Essays on corporate DB pension plans and on cointegrated time-series and panel models

Managing Sponsor Risk in Pension Plans: Dynamic Strategies vs. Pension Assurance: Defined-benefit (DB) pension funds, often underfunded, rely on the legal obligation of their sponsor to secure pension rights for individuals. Because that guarantee is risky, ways must be found to secure the pension promises. This paper is the first to identify the optimal pension fund portfolio, taking into account the riskiness of the sponsor’s guarantee, both with and without external insurance against the sponsor’s riskiness. I show that such Pension Indemnity Assurance (PIA) facilitates the implementation of the optimal strategy even in a First-Best, complete markets setting. I also study the optimal design of PIA taking into account risk-shifting incentives in pension plans. The optimal PIA is a non-redundant asset and contract that reduces the risk-shifting incentives from each party to the pension contract and fully mitigates sponsor risk.

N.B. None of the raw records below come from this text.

PR #196, opened 2023-11-03
Pymodaq dev

Ashwolaa:
- Adding base class for 1D scan to separate linear/non linear
- Adding some 1D scan possibilities:

1. Introducing the staggered type for 1D scan(0,1,2,3,4)==)0,2,4,3,1 
2. Introducing the parsed type for 1D scan from matlab syntax, easy setup for scans: 
"start:step:stop" such as:
0:0.2:1 ==) [0,0.2,0.4,0.6,0.8,1]
0:0.2:1, 5 ==) [0,0.2,0.4,0.6,0.8,1,5]
0:0.2:1, 5:2:9 ==) [0,0.2,0.4,0.6,0.8,1,5,7,9]
comma can be exchanged for linebreak

### DIFF
--- a/docs/src/index.rst
+++ b/docs/src/index.rst
@@ -132,6 +132,7 @@ Please see :doc:`the changelog </changelog>`.
    glossary
    api/api_doc
    PyMoDAQ Femto <https://pymodaq-femto.readthedocs.io/en/latest/>
+   PyMoDAQ Plugins DAQmx <https://pymodaq.github.io/pymodaq_plugins_daqmx/>
 
 ..   usage/classDiagram
 


seb5g:
Those are funny scans!

You fully understood how to do this. Now I'm thinking:

- Whether we should add them as regular/built-in scans or in a plugin (no mechanism to do that yet but I was planning to do it)
- How to best explain to users how the scan is working: We should probably have a tooltip appearing with the content of the class docstring. Then we should think of a nice way and standardized way to write this docstring (even for the existing ones). Do you want to go and try this (I mean proposing a standardized docstring layout)? Maybe in a separated discussion? 

as for the question on the ordering bit, I don't understand it...

Finally, you should create a new branch with meaningful name everytime you work on something new. Like this you can still use the dev one being synchronized with mine for last features and testing your own functionnalities without breaking it.

Something like: 
pymodaq_dev@remote ->new_1d_scans branch ->PR->pymodaq_dev@origin

seb5g:
by the way you also need to produce some tests to check that your classes are doing what you expect them to do. If you need some input on that, we can discuss it

Ashwolaa:
Thanks for the feedback, that's a good point for the branch part. I'll make it on specific ones from now on.

Concerning the ordering, I differentiate the values that will be explored during the scans to the order in which they are explored.
In fact, linear, random and staggered all go through the same points. Thus, in that case, a more general frame would be a 1d linear evenly space scan with some additional choices on how to go through it. 
So a factory would be dedicated to the generation of the position array while an other factory would be related on how the position array gets shuffled.

I think a plugin would be a good idea overall for many features. The base pymodaq could just have linear scans while some plugins would allow Randon, backwards, staggered or some more fancy way to make the position array.

I'll look into the tooltip, I wanted to add them thinking that you could directly add it to a parameter item (just as an additional opt) but I could not find this option unfortunately in pyqtgraph. Did you make it? Otherwise we could subclass parameteritem to add it as it is a very useful feature.


I have no real clue on the testing part so if you have some built-in code/procédure to dot it, I'll gladly take it.

seb5g:
I worked on these things. now pymodaq can load scanners from plugins. I used your sparsed one (citing your work ;-) ) as an example of how to. I've put it into the pymodaq_plugins_mockexamples where I will store various examples of plugin features. In there there is a directory called `scanners` where I've put your Sparsed class. 

If this plugin is installed with its plugin features being correct: 
image

then your new 1D scan will appear. I also corrected a few typos/bugs I noticed (like evaluate_steps), update the setting title...

I also added the tooltip on the scan settings that display the content of the docstring (but these should be better written as we discussed)...
image

and finally in pymodaq/tests/utils_test/scanner_test/... I've started to write a test layout. One should act pytest things to assert our class is doing what  we expect or not expect (by raising errors). In your case it could be if some characters are wrong then it should do something, ...

Could you have a look to all this? So install pymodaq from the custom_scanners branch, then install the pymodaq_plugins_mockexamples plugin (all this as developer) and let me know if ok. Once we are ok, you will do a new PR to include the Sparsed scanner into pymodaq as I think it is very nice!! OK?

seb5g:
Hello,
there is an issue here. You pushed all your new code into this same branch it means both the scan stuff and the settings stuff are mixed together... It is then impossible to review test your modifications.
You have to create a branch for each  and then create 2 separated PR to PyMoDAQ/pymodaq@pymodaq_dev

Could you do it again please?

seb5g:
as for the icons, i'll show you how to add them once you do the new PR

seb5g:
so my advice: 

- start a new branch called sparsed_scan deriving from my uptodate pymodaq_dev branch. check it out. Copy the files/code modification concerning the sparsed scan and do a PR
- start a new branch called save_load_settings deriving from my uptodate pymodaq_dev branch. check it out. Copy the files/code modification concerning the settings and do a PR

Ashwolaa:
Ah it's so confusing, I messed it up trying to separate everything in different branches. I look into that

Ashwolaa:
Ok I tested 

> I worked on these things. now pymodaq can load scanners from plugins. I used your sparsed one (citing your work ;-) ) as an example of how to. I've put it into the pymodaq_plugins_mockexamples where I will store various examples of plugin features. In there there is a directory called `scanners` where I've put your Sparsed class.
> 
> If this plugin is installed with its plugin features being correct: image
> 
> then your new 1D scan will appear. I also corrected a few typos/bugs I noticed (like evaluate_steps), update the setting title...
> 
> I also added the tooltip on the scan settings that display the content of the docstring (but these should be better written as we discussed)... image
> 
> and finally in pymodaq/tests/utils_test/scanner_test/... I've started to write a test layout. One should act pytest things to assert our class is doing what we expect or not expect (by raising errors). In your case it could be if some characters are wrong then it should do something, ...
> 
> Could you have a look to all this? So install pymodaq from the custom_scanners branch, then install the pymodaq_plugins_mockexamples plugin (all this as developer) and let me know if ok. Once we are ok, you will do a new PR to include the Sparsed scanner into pymodaq as I think it is very nice!! OK?

Ok I tested it. Installed the pymodaq from custom_scanners, install pymodaq_plugin_mockexamples and it seems to work very nicely.

 I think it is better to use the text type parameter item (instead of string), I replaced it in the Mock and the scanner updated properly. So this seems all good for me. I'll add the sparse type to pymodaq now, so directly in the **_1d_scanners.py** if I understood correctly, is that right?

seb5g:
> I think it is better to use the text type parameter item (instead of string), I replaced it in the Mock and the scanner updated properly. So this seems all good for me. I'll add the sparse type to pymodaq now, so directly in the **_1d_scanners.py** if I understood correctly, is that right?

Ok for the text parameter. So now you can add the sparse class in the _1d_scanners.py of a dedicated branch created from uptodate pymodaq_dev and I'll merge it!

Improving the finite-sample estimators of cointegrated panel models: Though ordinary least square (OLS) estimates are super-convergent with cointegrated variables, their finite-T bias can be large in the presence of endogenous feedback. Fully modified OLS (FMOLS) are the modern and parsimonious tools to measure the long-run [cointegrating] slope between integrated variables in the presence of weak endogeneity, and correct the first-order OLS bias to the extent necessary
to provide a nuisance parameter-free asymptotic distribution: in FMOLS, because the first-stage OLS estimator is consistent, the second-stage asymptotically successfully removes the nuisance parameters. Yet FMOLS nests in T-asymptotic and the finite-T situation is not studied. This paper studies properly the impact of the first-step bias and of its correction in the FMOLS setting, as follows:
• I establish that due to the reliance on biased residuals from the first-step OLS regression, FMOLS asymptotically leave an O(h=T) fraction of the OLS bias, where h is the selected bandwidth.
• I introduce a correction for the residual O(h=T) FMOLS bias, thus also improving the ability to rely on non-parametric techniques in panels.
• I establish the maximal size at which N can grow simultaneously to T for the tests statistics of panel group-mean of time-series estimators to be asymptotically nuisance parameter-free.
In the scenarios reviewed by previous research, my finite-T FMOLS fares compared to its asymptotic estimator, but size distortions increase with the width of the panel.

Finite-T panel cointegration : Though ordinary least square (OLS) estimates are super-convergent with cointegrated variables, their finite-T bias can be large in the presence of endogenous feedback. Fully modified OLS (FMOLS, see Phillips and Hansen, 1990 or Pedroni, 2001), or conditionally unbiased FMOLS (FT-FMOLS, see Sender, 2013) are the modern and parsimonious tools to measure the long-run [cointegrating] slope between integrated variables in the presence of weak endogeneity, yet they nest in T-asymptotic, and the application of time-series estimators in panel data results in distortions in the size of the associated test-statistics that increase with the width of the panels. An open question is thus whether, in the presence of weak endogeneity of un unknown form, one can extract information from the panel dimension so as construct estimators with better finite-T properties, and testable hypothesis. The contribution of this paper is to show that in a large-N setting and possibly small-T setting, one can use the information content of the cross-section (under the assumption of homogenous feedback) to build virtually bias-free estimators. As it happens, the gain in precision from the panel data allows for the use of a more flexible and testable weight structure than that embedded in kernels used in nonparametric estimates. Variance is also better estimated, which results in markedly more accurate size statistics compared with existing estimators (OLS, FMOLS or even FT-FMOLS). In the scenarios reviewed by previous research, panel estimators bring not only large improvements with wide panels, but also, perhaps surprisingly, even when the panel width is as small as 20, empirically even in the presence of cross-section heterogeneity.